£122m green light for council waste plant
The government has given Staffordshire County Council £122.4m to build a hi-tech energy-from-waste plant to cut landfill levels and generate electricity.
The council says the plant, which is part of the council's household waste management scheme, will divert 300,000 tonnes of waste from landfill and generate electricity to power 24,000 homes.
Waste minister Joan Ruddock welcomed the plans, saying: "Staffordshire's waste plans have important contributions to make on minimisation, recycling and waste diversion.
"A combination of these activities is essential if we are to be successful in our drive to tackle climate change.
"I am pleased to see the authority pursuing an ambitious solution which can achieve major carbon benefits."
The council is considering building a combined heat and power (CHP) plant to help it hit a recycling and composting rate of 55% by 2020 - 5% above the national target.
It could make net carbon savings of 47,000 tonnes in 2019-2020 compared with today rising to 56,000 if the council delivers CHP from the operation.
Councillor John Taylor, county council leader, said: "This cash means we can deliver the maximum benefits for the people of Staffordshire with the minimum possible costs to the council tax payer.
"We can maximise recycling, reduce unpopular landfill operations and generate energy."
The council will now advertise in the Official Journal of the European Union for potential bidders for the project.

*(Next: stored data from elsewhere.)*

PR #42, opened 2019-10-22
chore: lwc 1.1.x support

ekashida:
Jest tests now use jsdom's shadow implementation instead of `@lwc/synthetic-shadow`.


packages/wdio-lwc-service/examples/basic/src/index.html
```diff
@@ -10,6 +10,10 @@
 <body>
     <div id="main"></div>
 </body>
+    <script>
+        typeof process === 'undefined' && (process = { env: { NODE_ENV: 'development' } });
+    </script>
+    <script src="/synthetic-shadow.js"></script>
```
caridy: do wd really needs synthetic shadow?

ekashida: This is for setting up integration tests so I believe we do need it.

trevor-bliss:
@ekashida I assume this is supposed to replace https://github.com/salesforce/lwc-test/pull/26? 

If so, we should make sure https://github.com/salesforce/lwc-test/pull/26/commits/e038c8e5c8f223e3d8922482ed8ce7c96bcd4668 does not get forgotten about since that was merged directly into Jose's PR assuming that would make it into `master`.

packages/wdio-lwc-service/examples/basic/src/index.html
trevor-bliss: We want customers to be able to use the wdio service for all our "supported" browsers so I think it makes sense for the example to include synthetic shadow. Customers can remove it if they don't need it.

ekashida:
@trevor-bliss https://github.com/salesforce/lwc-test/issues/43

packages/@lwc/jest-resolver/src/index.js
```diff
@@ -31,7 +31,7 @@ const WHITELISTED_LWC_PACKAGES = {
     'wire-service': '@lwc/wire-service',
     'wire-service-jest-util': 'lwc-wire-service-jest-util',
 };
-const lwcMap = lwcNpmResolver.resolveLwcNpmModules();
+const lwcMap = lwcResolver.resolveModules();
```
tedconn: The API has changed and it now returns an array. This breaks the resolver.

ekashida:
I messed up and published the package in my "alpha" branch before updating/merging this PR so I ended up pushing the change to master as f798d5082bfcfed8f3d6bc1b680df5fc8906c4a9.

package.json
```diff
@@ -14,16 +14,14 @@
...
-    "@lwc/synthetic-shadow": "~1.0.1",
-    "@lwc/wire-service": "~1.0.1",
+    "@lwc/compiler": "^1.1.5",
+    "@lwc/module-resolver": "^1.1.5",
     "babel-eslint": "~10.0.1",
     "eslint": "^5.16.0",
     "eslint-plugin-webdriverio": "^1.0.1",
     "jest": "~24.8.0",
     "lerna": "~3.14.1",
+    "lwc": "^1.1.5",
```
tedconn: lwc already includes the @lwc/compiler

PR #51, opened 2019-12-09
chore: remove unmaintained example package

ekashida:
We can direct users to https://github.com/salesforce/lwc-todomvc for an example of how to use wdio with lwc.


ekashida:
@Gr8Gatsby and I had a quick meeting with @garazi about this and he said he would get back to us after discussing further with @reiniergs and @Templarian.

trevor-bliss:
I need more context here. What is the original motivation for this change?

The PR title vs. files changed feels a little misaligned to me so just to make sure we're on the same page, here is my initial thoughts:

The PR title refers to removing the "example package", but I see the entire `wdio-lwc-service` package is being removed. `wdio-lwc-service` is more than an example of how to use wdio to test LWC. It's a wdio [custom service](https://webdriver.io/docs/customservices.html) with the goal of enabling testing of LWC components in isolation. The `lwc-todomvc` package is a good example of using wdio, but requires loading the full app for every test rather than testing individual components. 

The package is also open sourced and I've seen it used internally by other teams at Salesforce. As @pmdartus mentioned above, if we do decide to remove it I think we need a more thorough deprecation and communication strategy at the very least.

Templarian:
Yeah, `wdio-lwc-service` does a lot of extra things that ensure that tests run much faster by creating / running component tests relatively isolated way.

https://github.com/salesforce/lwc-docs/pull/72 It's also tied to the documentation here that we put on hold due to the 1.1 updating breaking compatibility of the service.

ekashida:
The current discussion is around potentially moving the package somewhere else since it would be maintained by Base Components.

ekashida:
https://github.com/salesforce/lwc-test/pull/83

PR #57, opened 2020-01-09
build: fix incorrect dependencies

ekashida:
Looks like I screwed up some of the dependencies while working in `lwc-test`. This PR fixes those and also fixes some existing dependency misconfigurations.

### DIFF
--- a/package.json
+++ b/package.json
@@ -15,6 +15,7 @@
   "license": "MIT",
   "devDependencies": {
     "@lwc/compiler": "1.1.13-224.4",
+    "@lwc/errors": "1.1.13-224.4",
     "@lwc/synthetic-shadow": "1.1.13-224.4",
     "babel-eslint": "~10.0.1",
     "eslint": "^5.16.0",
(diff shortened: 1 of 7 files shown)


packages/@lwc/jest-transformer/src/index.js
```diff
@@ -75,7 +73,7 @@ module.exports = {
             .createHash('md5')
             .update(JSON.stringify(options), 'utf8')
             .update(
-                fileData + filePath + configStr + NODE_ENV + compilerVersion + engineVersion,
```
ekashida: Removed because I assumed that jest tests are unlikely to have mixed versions.

package.json
```diff
@@ -14,15 +14,15 @@
   ],
   "license": "MIT",
   "devDependencies": {
-    "@lwc/compiler": "1.1.13-224.3",
-    "@lwc/module-resolver": "1.1.13-224.3",
+    "@lwc/compiler": "1.1.13-224.4",
+    "@lwc/errors": "1.1.13-224.4",
+    "@lwc/synthetic-shadow": "1.1.13-224.4",
```
ekashida: These are dev deps because some packages in lwc-test use @lwc/jest-preset to configure their jest testsand these are peer deps of @lwc/jest-preset.

PR #64, opened 2020-02-25
build: upgrade dependencies

ekashida:
Also removes wdio dependency and configuration from the root workspace.

### DIFF
--- a/package.json
+++ b/package.json
@@ -14,9 +14,9 @@
   ],
   "license": "MIT",
   "devDependencies": {
-    "@lwc/compiler": "1.1.15",
-    "@lwc/engine": "1.1.15",
-    "@lwc/synthetic-shadow": "1.1.15",
+    "@lwc/compiler": "1.3.2",
+    "@lwc/engine": "1.3.2",
+    "@lwc/synthetic-shadow": "1.3.2",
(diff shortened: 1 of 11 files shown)


package.json
```diff
@@ -14,16 +14,15 @@
...
-    "@lwc/engine": "1.1.15",
-    "@lwc/synthetic-shadow": "1.1.15",
-    "babel-eslint": "~10.0.1",
-    "eslint": "^5.16.0",
+    "@lwc/compiler": "1.3.2",
+    "@lwc/engine": "1.3.2",
+    "@lwc/synthetic-shadow": "1.3.2",
+    "babel-eslint": "~10.0.3",
+    "eslint": "^6.8.0",
     "eslint-plugin-webdriverio": "^1.0.1",
```
pmdartus: This is not needed since you removed it from the plugin section.

ekashida:
@Templarian @reiniergs Just an fyi, I modified wdio deps and configs since they should not have been part of the root workspace. I also disabled esilnt in wdio-lwc-service since I kept getting eslint configuration errors related to `eslint-plugin-webdriverio` and I didn't have time to dig into what the issue was.

PR #65, opened 2020-03-09
feat: add TypeScript support for LWC OSS

### LINKED ISSUE #35: Jest: Support of TypeScript for LWC Open Source

muenzpraeger:
Fixes #35

### DIFF
--- a/packages/@lwc/jest-transformer/src/index.js
+++ b/packages/@lwc/jest-transformer/src/index.js
@@ -11,7 +11,10 @@ const babelCore = require('@babel/core');
 const lwcCompiler = require('@lwc/compiler');
 const jestPreset = require('babel-preset-jest');
 const babelCommonJs = require('@babel/plugin-transform-modules-commonjs');
+const babelClassProperties = require('@babel/plugin-proposal-class-properties');
 const babelDynamicImport = require('babel-plugin-transform-dynamic-import');
+const babelSyntaxDecorators = require('@babel/plugin-proposal-decorators');
+const babelTsPreset = require.resolve('@babel/preset-typescript');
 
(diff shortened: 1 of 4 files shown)


muenzpraeger:
Would be great to get this out soon, so that I can revert back to the original LWC test packages, and get rid of my custom forks. ;-)

packages/@lwc/jest-transformer/src/index.js
```diff
@@ -51,8 +67,24 @@ const BABEL_CONFIG = {
...
+        ...BABEL_TS_CONFIG,
+        filename: filePath,
+    });
+    return code;
+}
+
 module.exports = {
     process(src, filePath) {
+        if (isTypeScript(filePath)) {
+            src = transformTypeScript(src, filePath);
```
jodarove: looks good @muenzpraeger , just one note:

For ts files, you are doing **ts -> "lwc"** -> js -> "jest". In the ts -> "lwc" transformation no sourcemaps is generated. this means that the code coverage is not against the ts file, but against the generated "lwc" code; also you wont be able to debug in the ts file.

That being said, there is no way today to pass an input sourcemap to the LWC compiler (takes care of lwc -> js). An alternative to explore, if you want to have the coverage against the .ts file, is to rebuild the sourcemap with the partial transformations sourcemaps: 
ts -> lwc => map1
lwc -> js => map2
map1 + map2 = map3 (which maps from ts -> js)

PR #67, opened 2020-03-11
fix: add missing TS test match pattern

muenzpraeger:


muenzpraeger:
Can we get this in, and have a new version published? Would be great! @jodarove

jodarove:
done @muenzpraeger , the new version containing your change is 4.5.1

PR #72, opened 2020-03-26
fix: 🐛 change dependencies for TS

muenzpraeger:


muenzpraeger:
Not sure what type of test you recommend, @trevor-bliss.

muenzpraeger:
Slimming down - got it. I duplicated the existing ones, for consistency. Will update.

muenzpraeger:
@trevor-bliss Added simplified test cases.

aputinski:
When is the next release due to be published? And will this be included?

PR #2854, opened 2022-05-06
going back to s3-sync-action

svengabr:


Ein-Tim:
@svengabr 

Hey Sven, we saw many PRs regarding the Deploy mechanism, could you please elaborate a bit why you've done and why?
To me it seems like deployment performance was improved with these changes, or?

PR #2860, opened 2022-05-09
Add note to README for case-sensitive testing

### LINKED ISSUE #2836: Website test on Windows does not find filename case issues
## Where to find the issue

[README.md](https://github.com/corona-warn-app/cwa-website/blob/master/README.md)

## Describe the issue

- The example of the issue https://github.com/corona-warn-app/cwa-website/issues/2832 shows that testing `cwa-website` manually using the Microsoft Windows operating system or with Cypress on Microsoft Windows does not show if there are filename case issues.

- The production web https://www.coronawarn.app/ runs under Ubuntu using a `nginx` web server. By default Ubuntu uses a case-sensitive file system, whereas Windows uses a case-insensitive, case-preserving file-system.

- This restriction is not mentioned in the [README.md](https://github.com/corona-warn-app/cwa-website/blob/master/README.md) file.

## Steps to reproduce

In clone of `cwa-website`, go back to state immediately after 2.22 was released by executing:

```
git checkout cd4889d7
npm run test:open
```
Select `check_links.js`

Execute the above test on Ubuntu and on Windows.

OS | result
--- | ---
Ubuntu | 38 pass, 1 fail in `/de/screenshots` 
Windows | 39 pass, 0 fail

## Suggested change

Add a note of caution to https://github.com/corona-warn-app/cwa-website#testing that testing on an operating system, such as Microsoft Windows, with a case-insensitive file-system may not detect case-dependent issues with filenames.

## References

Although it is theoretically possible to set a specific file-system directory on Windows to be case sensitive, it is probably not practical to try to integrate this into the operating-system-independent build procedure for `cwa-website`. See https://docs.microsoft.com/en-us/windows/wsl/case-sensitivity for more information.

MikeMcC399:
This PR resolves #2836 "Website test on Windows does not find filename case issues".

The PR is in draft state due to current deployment issues. Feedback on the text is however welcome.


larswmh (approved):

dsarkar (approved):

dsarkar:

PR #2907, opened 2022-05-23
Create check_videos.js Cypress Test

ahodzic2:
Create the cypress test to check video tags to ensure videos are playable.

**NOTE: This is not ready to merge and is a work in progress. As suggested by @dsarkar and @MikeMcC399, I am opening this PR to facilitate collaboration. The current test script is able to locate videos and confirm the video is paused initially and start the video, but I am having difficulty properly checking that the video is actually playable/playing. Hoping that someone else may have some suggestions or want to take a stab at it while I try to work through the kinks on my side.**

PR #2931, opened 2022-06-02
Cypress video test

brifemu:
I'm creating this PR to implement a Cypress test to check the videos' status from all the site. I want to thank @ahodzic2  for his PR #2907, which has helped me a lot to elaborate the test.

This new test is actually running without problems and has been tested by breaking the sources of some videos. The only drawback is that it doesn't save the broken URLs in a TXT file, but since there are so few videos on CWA website, I think we can avoid it.

### DIFF
--- a/cypress/integration/check_videos.js
+++ b/cypress/integration/check_videos.js
@@ -40,26 +40,20 @@ context("Check for broken videos", () => {
         cy.writeFile("cypress/logs/broken_videos_result.txt", "==================== Broken videos ====================\n")
     })
 
-    pages.forEach(page => {
+    pages.map(page => {
+        console.log(page);
         it(`"${page}" - Check for broken videos`, () => {
+            console.log("enter in test")
             cy.visit({log: false, url: page});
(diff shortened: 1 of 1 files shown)


cypress/integration/check_videos.js
```diff
@@ -0,0 +1,83 @@
...
+                    })
+                    .and('have.prop', 'paused', true)
+                    .and('have.prop', 'ended', false)
+                }
+            })
+        })
+    })
+})
+
+context("Check for broken links on entries", () => {
```
svengabr, line 61: I think the correct wording would be "Check for broken videos on blog/science entries"

brifemu: You are right, I'm gonna change it, thanks!

ahodzic2:
Replicated the new cypress test file and I can confirm this tests videos properly throughout the site.

Great job!

ahodzic2 (approved):

svengabr:
https://github.com/corona-warn-app/cwa-website/pull/2950

PR #2932, opened 2022-06-02
Rearrange Cypress test directories

MikeMcC399:
This PR moves the Cypress test file [cypress/integration/check_links.js](https://github.com/corona-warn-app/cwa-website/blob/master/cypress/integration/check_links.js)  into a new directory `cypress/integration/hybrid` to make it easier to exclude this test programmatically from full test runs if desired. `check_links.js` also checks external links, which may produce varying results causing the test suite to be flagged as failing, even though there is no fault in the `cwa-website`.

At the same time the Cypress test file [cypress/integration/pages/eventRegistration.js](https://github.com/corona-warn-app/cwa-website/blob/master/cypress/integration/pages/eventRegistration.js) is moved up one level to the [cypress/integration/](https://github.com/corona-warn-app/cwa-website/blob/master/cypress/integration/) folder for consistency and so that it can also be selected programmatically more easily together with other tests.

## Verification

1. Before and after this PR, the command<br>
`npm test`<br>
should run all tests including [cypress/integration/check_links.js](https://github.com/corona-warn-app/cwa-website/blob/master/cypress/integration/check_links.js)

2. After merging this PR, the command<br>
`npx cypress run --config baseUrl=https://coronawarn.app --spec 'cypress/integration/*.js'`<br>
should run without `check_links.js` and with `eventRegistration.js`<br>
Currently this runs locally in under one minute on a Windows 11 machine.


dsarkar:
@MikeMcC399 Thanks for PR, we will have a look at it.

svengabr:
Changes approved.
This will be merged into our ongoing cypress branch cypress-workflow and then into master later.

svengabr (approved):

Issue #2892, opened 2022-05-13
Add new GitHub Actions workflow caring out the cypress test suite


Ein-Tim:
## Feature description

A new GitHub Actions workflow caring out the cypress test suite should be added to this repository. The workflow should run for all opened PRs in this repository, like the "build and test" workflow does now. 

## Problem and motivation

- PR https://github.com/corona-warn-app/cwa-website/pull/2891 added the (strong) recommendation to carry out the cypress test suite before opening PRs in this repository.
It would be easier for everyone, the contributors as well as the Open-Source-Team if the tests are carried out automatically, without having to start them manually.

MikeMcC399:
@Ein-Tim 

It would be problematic to include the `check_links.js` Cypress test in a workflow, since this test depends on links to external websites and their state. `cwa-website` has no control over the external websites, so this could cause unpredictable failures.

@dsarkar's https://github.com/corona-warn-app/cwa-website/issues/1825#issuecomment-935668508 about the run time of the test being 10 minutes is also still relevant.

Ein-Tim:
@MikeMcC399 

> It would be problematic to include the `check_links.js` Cypress test in a workflow, since this test depends on links to external websites and their state. `cwa-website` has no control over the external websites, so this could cause unpredictable failures.

I don't think that this is a problem. The check should not be required to pass to be able to merge the PR, but rather feedback for the PR author. If the check fails, the PR author can check if this is an issue on our side or if this is an issue of an external website (which can then be fixed in another PR, by excluding the website). 

> @dsarkar's [#1825 (comment)](https://github.com/corona-warn-app/cwa-website/issues/1825#issuecomment-935668508) about the run time of the test being 10 minutes is also still relevant.

This argument seems outdated. If everyone follows the recommendation to run the Cypress test suite locally, it will take 10 minutes on their device. If it runs on GitHub, it takes 10 minutes on GitHub. There are no time savings either way.

MikeMcC399:
@Ein-Tim 

This suggestion could be implemented step-by-step. 

Some ideas:

- Add all Cypress tests, except [check_links.js](https://github.com/corona-warn-app/cwa-website/blob/master/cypress/integration/check_links.js) into the [build](https://github.com/corona-warn-app/cwa-website/blob/master/.github/workflows/build.yml) workflow.
- Also make the Cypress tests run periodically in a different workflow.
[...]

Issue #2909, opened 2022-05-23
Extend Cypress testing to coronawarn.app links used by CWA app


MikeMcC399:
## Feature description

Add testing to the Cypress suite in https://github.com/corona-warn-app/cwa-website/tree/master/cypress/integration to cover the links to https://coronawarn.app which are used by the CWA Android and iOS apps.

### Problem

1. In March 2022 PR https://github.com/corona-warn-app/cwa-website/pull/2434 implemented a redesign of the CWA FAQs on https://www.coronawarn.app/en/faq/ and https://www.coronawarn.app/de/faq/.
2. The redesign caused access from embedded links in the CWA on mobile devices to fail to display the requested FAQ article. Either the article was not displayed at all or it was not displayed expanded. See issue https://github.com/corona-warn-app/cwa-website/issues/2577.
3. The Cypress test suite, run using `npm test`, did not identify these issues prior to Move-To-Production.

The underlying issues have been fixed, however there is still no Cypress test available which would have flagged these issues.

- This is related to the suggestion https://github.com/corona-warn-app/cwa-website/issues/2585 which was more concerned with the FAQ display on a mobile device. It did not consider other links used by the app.

### Motivation

Running the Cypress test suite should give a high level of confidence that the website performs as needed and should provide good information to avoid publishing content which breaks the interface between CWA on the mobile device and content on https://coronawarn.app.

---
Internal Tracking ID: [EXPOSUREAPP-13210](https://jira-ibs.wbs.net.sap/browse/EXPOSUREAPP-13210)

MikeMcC399:
Does it make sense to add this Cypress test functionality now? On the Android side I can only see [release/2.23.x](https://github.com/corona-warn-app/cwa-app-android/tree/release/2.23.x) as upcoming version. I can't see any 2.24.x or 3.0 so I don't know if there are going to be any more changes after the release of 2.23.

If there will be more changes on the app side and on the web site that would benefit from having a test in place, then it would be worthwhile to add a test.

I do have a new Cypress test prepared which does this test. I only want to submit it as a PR if it really adds value at this stage of the project. Do let me have feedback!

larswmh:
Thanks for your enhancement request @MikeMcC399. We have created an internal ticket for it and will raise this topic internally.
Internal Tracking ID: [EXPOSUREAPP-13210](https://jira-ibs.wbs.net.sap/browse/EXPOSUREAPP-13210)

---
Corona-Warn-App Open Source Team

[...]

PR #2936, opened 2022-06-02
Add workflow for Cypress test on production with Chrome

MikeMcC399:
This draft PR partially implements the workflow requested in https://github.com/corona-warn-app/cwa-website/issues/2892 "Add new GitHub Actions workflow carrying out the cypress test suite".

It was suggested in https://github.com/corona-warn-app/cwa-website/issues/2892#issuecomment-1141760610 to run the test regularly.

It uses https://github.com/cypress-io/github-action to run Cypress tests on the production server https://coronawarn.app once a day. The tests selected are the ones in the top level of `cypress/integration`. The problematic test `check_links.js`, which is prone to failure, is already moved down one level to `cypress/integration/hybrid`, and is not selected.

Removing the line `spec: cypress/integration/*.js` would run all tests, if that is desired.

https://github.com/cypress-io/github-action can be used as the basis for other workflows, which might also be integrated into PR submission, and it allows build and test server start parameters to be added.

I only tested this so far by manually triggering it. I did not test the `cron` part.

### DIFF
--- a/.github/workflows/cypress-test-prod.yml
+++ b/.github/workflows/cypress-test-prod.yml
@@ -1,0 +1,25 @@
+name: Cypress Test Production
+# This workflow runs the Cypress test suite on the production server
+# https://coronawarn.app
+
+on:
+  workflow_dispatch:
+  schedule:
+    # Run daily at 9:00 UTC
+    - cron: "0 9 * * *"
+
+jobs:
+  Cypress-Test-Production:
+    runs-on: ubuntu-latest
+    steps:
+      - name: Checkout repository
+        uses: actions/checkout@v3
+
+      - name: Cypress run
+        uses: cypress-io/github-action@v3
+        with:
+          browser: chrome
+          headless: true
+          config: baseUrl=https://coronawarn.app
+          # Only run tests in top level of integration directory
+          spec: cypress/integration/*.js


svengabr (approved):

svengabr:
@MikeMcC399 thanks, we will have a look locally!

svengabr:
@MikeMcC399 I ran into some problems but I have fixed them in my latest commit. Now I am able to finish the workflow without errors.

https://github.com/corona-warn-app/cwa-website/commit/adb1ce970ca401a7a853f00e89d6eab6ca560839#diff-10d7404fdc00524a584d90f9b99b2e3d50d95659b03a58f21200449bbd8d43bb

2022-06-02 15_58_40-svengabr@DESKTOP-SVEN_ _mnt_c__dev_workspaces_github_cwa-website

svengabr:
@MikeMcC399 

It's not me getting it to work, it's the Docker image that is specified to run on Ubuntu Linux `runs-on: ubuntu-latest`. All the workflow code will be executed on that said image. This Ubuntu version has only Electron installed but if we want to use Chrome instead, we have to make an effort to install chrome/chromium before the tests are executed. 

Otherwise it will fail with this error message:
2022-06-03 08_33_20-svengabr@DESKTOP-SVEN_ _mnt_c__dev_workspaces_github_cwa-website

MikeMcC399:
Good morning @svengabr!

It's curious that you get this error message, as it worked for me with `chrome` on `ubuntu-latest`. I am testing natively on GitHub in a private copy of `cwa-website`.

Here is part of the log file using chrome:

image



According to https://github.com/actions/virtual-environments/blob/main/images/linux/Ubuntu2004-Readme.md#browsers-and-drivers `Google Chrome 102.0.5005.61` is included in `ubuntu-latest` which is currently equivalent to [ubuntu-20.04](https://github.com/actions/virtual-environments/blob/main/images/linux/Ubuntu2004-Readme.md). 

You mentioned in https://github.com/corona-warn-app/cwa-website/issues/2909#issuecomment-1143470698 that you were testing with https://github.com/nektos/act. I wonder if this explains the difference in test results? I haven't tried out `act` so I can't speak from personal experience. You mentioned that [ubuntu-20.04](https://github.com/actions/virtual-environments/blob/main/images/linux/Ubuntu2004-Readme.md) is a docker image, however I couldn't find any reference about that, although `act` definitely does say in its documentation that it is using Docker technology.

I just submitted a tweak to the script in PR https://github.com/corona-warn-app/cwa-website/pull/2945 to make the raw log output from GitHub actions more readable.

MikeMcC399:
@svengabr 

> Act is running on docker as well, did you try again with my latest changes? Maybe I broke something while installing dependencies?
>I tried running on Windows 10 and on WSL2 Ubuntu and both resulted in the same problem. 

If you are having a problem with the Chrome browser I think that is most likely because your test environment does not emulate the production environment exactly. I did check again and I'm still able to run on Chrome successfully.

My test setup is a private copy of `cwa-website` where I pull the branch `cypress-workflow` from `cwa-website` and push it to my own copy. I have my private copy of the branch `cypress-workflow` set to be the default branch so I can test the workflow directly and natively. My copy of the branch `cypress-workflow` is up-to-date including https://github.com/corona-warn-app/cwa-website/commit/db153300ba162f1fcd670374d88c9cd75cd533bb.

I run the workflow through a browser to GitHub, so everything is running on GitHub. I do this from Windows 11, but that is not relevant, since the workflow runs remotely and directly in the GitHub runner.

I have attached a log file from a successful Chrome run. (The workflow is the same as the original, except I changed the browser from `electron` to `chrome`, added the environment variable `NO_COLOR` and disabled the `cron` schedule.)

[Successful Chrome run.zip](https://github.com/corona-warn-app/cwa-website/files/8831940/Successful.Chrome.run.zip)

MikeMcC399:
@svengabr 

> I wonder if electron has any downside I'm comparison to chrome

I found two problems running against `electron` on GitHub which do not occur every time.

They do not cause the test to fail. It just makes the test logs look suspicious. I could not find any obvious solution for either of these issues, which is why I chose to use `chrome` instead.

## Problem 1 with Electron

I found the same error in an old open issue from 2018 https://github.com/cypress-io/cypress-docker-images/issues/52

```
ALSA lib confmisc.c:767:(parse_card) cannot find card '0'
ALSA lib conf.c:4732:(_snd_config_evaluate) function snd_func_card_driver returned error: No such file or directory
ALSA lib confmisc.c:392:(snd_func_concat) error evaluating strings
ALSA lib conf.c:4732:(_snd_config_evaluate) function snd_func_concat returned error: No such file or directory
ALSA lib confmisc.c:1246:(snd_func_refer) error evaluating name
ALSA lib conf.c:4732:(_snd_config_evaluate) function snd_func_refer returned error: No such file or directory
ALSA lib conf.c:5220:(snd_config_expand) Evaluate error: No such file or directory
ALSA lib pcm.c:2642:(snd_pcm_open_noupdate) Unknown PCM default
[3293:0603/110439.184841:ERROR:alsa_util.cc(204)] PcmOpen: default,No such file or directory
ALSA lib confmisc.c:767:(parse_card) cannot find card '0'
ALSA lib conf.c:4732:(_snd_config_evaluate) function snd_func_card_driver returned error: No such file or directory
ALSA lib confmisc.c:392:(snd_func_concat) error evaluating strings
ALSA lib conf.c:4732:(_snd_config_evaluate) function snd_func_concat returned error: No such file or directory
ALSA lib confmisc.c:1246:(snd_func_refer) error evaluating name
ALSA lib conf.c:4732:(_snd_config_evaluate) function snd_func_refer returned error: No such file or directory
ALSA lib conf.c:5220:(snd_config_expand) Evaluate error: No such file or directory
ALSA lib pcm.c:2642:(snd_pcm_open_noupdate) Unknown PCM default
[3293:0603/110439.193337:ERROR:alsa_util.cc(204)] PcmOpen: plug:default,No such file or directory
```

## Problem 2 with Electron

This error is listed in the open issue https://github.com/electron/electron/issues/32843

`[2984:0603/110516.880897:ERROR:node_controller.cc(567)] Trying to re-add dropped peer FBF32221E33754E2.4A8A5ACE24A3244`

---
Log attached, showing both problems:
[Electron with errors.zip](https://github.com/corona-warn-app/cwa-website/files/8831951/Electron.with.errors.zip)

MikeMcC399:
@svengabr 

When you ran `act` which of the images did you choose from the ones listed on https://github.com/nektos/act#runners?

MikeMcC399:
@svengabr 

I don't think that [nektos/act](https://github.com/nektos/act) should be the preferred way of testing a Cypress workflow for GitHub. It is better to test directly in GitHub on a copy of the repository.

Cypress is for testing against web browsers. The default `act` Medium Docker Image `ghcr.io/catthehacker/ubuntu:act-20.04` however does not contain any web browsers. The `act` Large Docker Image `ghcr.io/catthehacker/ubuntu:full-20.04` is built from the repository https://github.com/catthehacker/virtual-environments-fork, which is forked from the GitHub repository https://github.com/actions/virtual-environments/. The `catthehacker` fork is however left at a commit level of September 2021, which is 9 months behind GitHub. So, neither `act` image corresponds to the current virtual environment [Ubuntu 20.04.4 LTS](https://github.com/actions/virtual-environments/blob/main/images/linux/Ubuntu2004-Readme.md) used by GitHub, which **does** contain up-to-date [Browsers and Drivers](https://github.com/actions/virtual-environments/blob/main/images/linux/Ubuntu2004-Readme.md#browsers-and-drivers):

- Google Chrome 102.0.5005.61
- ChromeDriver 102.0.5005.61
- Chromium 102.0.5005.0
- Selenium server 4.2.0
- Mozilla Firefox 100.0.2
- Geckodriver 0.31.0

[nektos/act](https://github.com/nektos/act) also introduces additional dependencies of Docker, WSL2 / Hyper-V or Ubuntu plus other package managers.

[nektos/act: Default runners are intentionally incomplete](https://github.com/nektos/act#default-runners-are-intentionally-incomplete) says: "These default images do **not** contain **all** the tools that GitHub Actions offers by default in their runners. Many things can work improperly or not at all while running those image. Additionally, some software might still not work even if installed properly, since GitHub Actions are running in fully virtualized machines while `act` is using Docker containers (e.g. Docker does not support running `systemd`)."

I have only a small amount of experience with Docker and I found it very difficult to get everything running, with many individual steps, so for me it was a high overhead to set up. I was not able to pull the full Docker image (around 20GB) as the download either hung up or failed with `unexpected EOF` after having downloaded several Gigabytes.

So, although it was very interesting to look at [nektos/act](https://github.com/nektos/act) I suggest to drop its use for Cypress testing. If a Cypress test run fails on `act` it does not mean that it will fail on GitHub (e.g. Chrome works on GitHub and it is not necessary to install additional Ubuntu dependencies). If a Cypress test run is successful on `act` there is no guarantee that it will work on GitHub because the contents and version levels are not aligned between `act` and GitHub.

svengabr:
> I don't think that [nektos/act](https://github.com/nektos/act) should be the preferred way of testing a Cypress workflow

@MikeMcC399 yes I agree with that. I will as well change from act to my own copy. Also, my colleague @brifemu is not available this week so I will take care of cypress in the meantime.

Plans for Staffordshire's waste-to-energy plant have been lodged with the planning authority and are open for comment until the end of the summer.
More details on the project can be found here.
Meanwhile, DEFRA has also given £73.5m to the South Tyne and Wear Waste Partnership to develop a waste treatment plant.
The partnership deals with the waste from Gateshead, South Tyneside and Sunderland councils.